Mi preme invece segnalare l’articolo di Brandon Smith in Alt-Market.com che riporto qui di seguito, perché dirama molta nebbia propalata ad arte.
La fine della QE, in tutto il mondo, comporta in primo luogo il crollo dei cespiti finanziari e di tutti i cosiddetti assets patrimoniali, azioni ed obbligazioni in primo luogo ma anche, seppure probabilmente in forma minore, gli immobili. Se ne dovrebbero avvantaggiare le materie prime, ma la caduta della produzione industriale, conseguente alla fine del QE all’infinito, induce a pensare che forse anche alcune materie prime industriali, come i metalli non ferrosi, non se la passeranno bene. Solo i beni rifugio, come i metalli preziosi, avranno una buona domanda ed aumenti delle quotazioni. Soprattutto però l’effetto combinato delle guerre tariffarie e di sanzioni varie comporterà delle difficoltà per i Paesi emergenti e la fuga di questi ultimi dal dollaro.
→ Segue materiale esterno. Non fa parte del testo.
PR #6057, opened 2017-05-08
Use the prop-types package from npm instead of React.PropTypes

deanchao:
Warning: Accessing PropTypes via the main React package is deprecated. Use the prop-types package from npm instead.

Noticed that this has been fixed in [2.9.2](https://ant.design/changelog#2.9.2) and the pull request: [#5723](https://github.com/ant-design/ant-design/pull/5723)

But there are still some remaining uses of PropTypes from React, so I create this pull request to remove the warning.

### DIFF
--- a/components/badge/index.tsx
+++ b/components/badge/index.tsx
@@ -1,4 +1,5 @@
-import React, { PropTypes } from 'react';
+import React from 'react';
+import PropTypes from 'prop-types';
 import Animate from 'rc-animate';
 import ScrollNumber from './ScrollNumber';
 import classNames from 'classnames';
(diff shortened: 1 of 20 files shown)


benjycui:
Could you just replace all the `PropTypes` in antd's codebase?

chaotyler:
@benjycui  You mean the PropTypes in site and docs? If so, just added one more commit.

qq645381995:
@chaotyler  那这个版本说明时候发布？ 发布后就没了 prop-types 的报错？ 
我的代码也需要这么改吗？
```
import React, { Component } from 'react'
import PropTypes from 'prop-types';
```

bernex:
Do you have plan to edit this issue?

chaotyler:
After all the changes, the warning still exits, and following is the reason:

The Babel function `_interopRequireWildcard` iterates through export object properties and this fires deprecation warning because of deprecated property access.

https://github.com/babel/babel/issues/4290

La conseguenza sarà lo sviluppo di sistemi di pagamento alternativi al dollaro negli scambi commerciali mondiali. Sarà la fine del ruolo del dollaro come moneta di riserva mondiale.
In tal modo ci sarebbe la fine del sistema che ha dominato gli ultimi decenni, anzi gli ultimi 70 anni, da Bretton Woods ad oggi.
Questo dunque è il paradosso: Trump, che vuole fare l’America di nuovo grande finirà per affossare il sistema finanziario basato sul dollaro.
Non so se Trump ne sia consapevole. Certo alla Fed lo sono, perché lì ci sono persone che di economia se ne intendono davvero. Sono però tutti keynesiani e perciò il loro scopo ultimo è la moneta unica mondiale, i Diritti Speciali di Prelievo, SDR in inglese. È infatti quello che auspicava Keynes, intellettuale progressista, libertino “laico”.
La moneta unica mondiale comporterà una forma di “governance” mondiale. A questo ci dobbiamo preparare perché questo governo mondiale sarà “laico”, progressista, libertino, senza confini nazionali, tollerante di ogni deviazione ma del tutto intollerante nei confronti di ogni vera opposizione.